Gangwar Neelesh, Balraj Keerthiveena, Rathore Anurag S
School of Interdisciplinary Research, Indian Institute of Technology, Delhi, New Delhi, 110016, India.
Yardi School of Artificial Intelligence, Indian Institute of Technology, Delhi, New Delhi, 110016, India.
Appl Microbiol Biotechnol. 2024 Apr 24;108(1):308. doi: 10.1007/s00253-024-13147-w.
Cell culture media play a critical role in cell growth and propagation by providing a substrate; media components can also modulate the critical quality attributes (CQAs). However, the inherent complexity of the cell culture media makes unraveling the impact of the various media components on cell growth and CQAs non-trivial. In this study, we demonstrate an end-to-end machine learning framework for media component selection and prediction of CQAs. The preliminary dataset for feature selection was generated by performing CHO-GS (-/-) cell culture in media formulations with varying metal ion concentrations. Acidic and basic charge variant composition of the innovator product (24.97 ± 0.54% acidic and 11.41 ± 1.44% basic) was chosen as the target variable to evaluate the media formulations. Pearson's correlation coefficient and random forest-based techniques were used for feature ranking and feature selection for the prediction of acidic and basic charge variants. Furthermore, a global interpretation analysis using SHapley Additive exPlanations was utilized to select optimal features by evaluating the contributions of each feature in the extracted vectors. Finally, the medium combinations were predicted by employing fifteen different regression models and utilizing a grid search and random search cross-validation for hyperparameter optimization. Experimental results demonstrate that Fe and Zn significantly impact the charge variant profile.
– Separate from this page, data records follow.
PR #506, opened 2018-06-20
update csrf plugin, use new header and cookie name

mmcgahan:
This will provide a clean break from the 'old' CSRF system - we will use a new csrf header name and a new csrf cookie name so that there are no conflicts.

I think this update will need to launch in pro-web and mup-web simultaneously since pro-web is using the mup-web API server


packages/mwp-app-server/src/util/getPlugins.js
```diff
@@ -17,20 +17,23 @@ import apiProxyPlugin from 'mwp-api-proxy-plugin';
  * @module ServerPlugins
  */
 
+const CSRF_COOKIE_NAME = 'x-mwp-csrf';
```
mmcgahan: followup will be to move this CSRF plugin code into a standalone plugin instead of managing it inside `mwp-app-server`

packages/mwp-app-server/src/util/getPlugins.js
```diff
@@ -142,7 +145,10 @@ export default function getPlugins({ languageRenderers }) {
 		getApiProxyPlugin(),
 		getLanguagePlugin(),
 		getLogger(),
-		getCsrfPlugin(),
+		getCsrfPlugin({
```
eilinora: why are we passing this?

eilinora: in `getCsrfPlugin` its not expecting any params unless i'm looking at the wrong function

jaclynj: good q

mmcgahan: thanks, missed that - updated.

mmcgahan:
p.s. to all reviewers - I've had on my todo list to build out integration tests for the platform but it's a reasonably large project and I haven't had time, so that's why testing is pretty weak here.

PR #507, opened 2018-06-20
`url` and `referrer` should include querystring

mmcgahan:


mmcgahan:
@eilinora yeah this won't affect any data inside the app itself - it just reads info from HTTP requests to the app server and decides which values should be treated as the 'referrer' and which should be considered the 'url' of the page being requested - purely a consumer.

eilinora:
Cool thanks for validating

This study aims to offer insights that are pertinent to both innovators seeking to establish a complete pipeline for media development and optimization and biosimilar-based manufacturers who strive to demonstrate the analytical and functional biosimilarity of their products to the innovator. KEY POINTS: • Developed a framework for optimizing media components and prediction of CQA. • SHAP enhances global interpretability, aiding informed decision-making. • Fifteen regression models were employed to predict medium combinations.
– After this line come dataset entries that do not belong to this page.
PR #508, opened 2018-06-20
pass state through to getMatchedQueries, document update

mmcgahan:
lots of annoying whitespace changes in this PR - I'll highlight changes but might end up making this SV since the changes are pretty small and simple and non-breaking

### DIFF
--- a/packages/mwp-api-state/src/sync/index.js
+++ b/packages/mwp-api-state/src/sync/index.js
@@ -76,9 +76,9 @@ export const getNavEpic = findMatches => (action, store) => {
 	const cacheAction = requestMetadata.logout && { type: 'CACHE_CLEAR' };
 
 	const previousQueries = referrer.pathname
-		? getMatchedQueries(referrer)(findMatches(referrer))
+		? getMatchedQueries(referrer, state)(findMatches(referrer))
 		: [];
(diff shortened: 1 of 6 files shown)


packages/mwp-api-state/src/sync/index.js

细胞培养基通过提供底物在细胞生长和增殖中发挥关键作用;培养基成分也可以调节关键质量属性(CQAs)。然而,细胞培养基固有的复杂性使得阐明各种培养基成分对细胞生长和CQAs的影响并非易事。在本研究中,我们展示了一个用于培养基成分选择和CQAs预测的端到端机器学习框架。用于特征选择的初步数据集是通过在具有不同金属离子浓度的培养基配方中进行CHO-GS(-/-)细胞培养而生成的。选择创新产品的酸性和碱性电荷变体组成(24.97±0.54%酸性和11.41±1.44%碱性)作为评估培养基配方的目标变量。使用Pearson相关系数和基于随机森林的技术对酸性和碱性电荷变体的预测进行特征排名和特征选择。此外,利用SHapley Additive exPlanations进行全局解释分析,通过评估提取向量中每个特征的贡献来选择最佳特征。最后,通过采用十五种不同的回归模型并利用网格搜索和随机搜索交叉验证进行超参数优化来预测培养基组合。实验结果表明,铁和锌对电荷变体谱有显著影响。本研究旨在为寻求建立完整的培养基开发和优化流程的创新者以及努力证明其产品与创新者产品在分析和功能上具有生物相似性的生物类似药制造商提供相关见解。要点:• 开发了一个用于优化培养基成分和预测CQAs的框架。• SHAP增强了全局可解释性,有助于做出明智的决策。• 采用十五种回归模型预测培养基组合。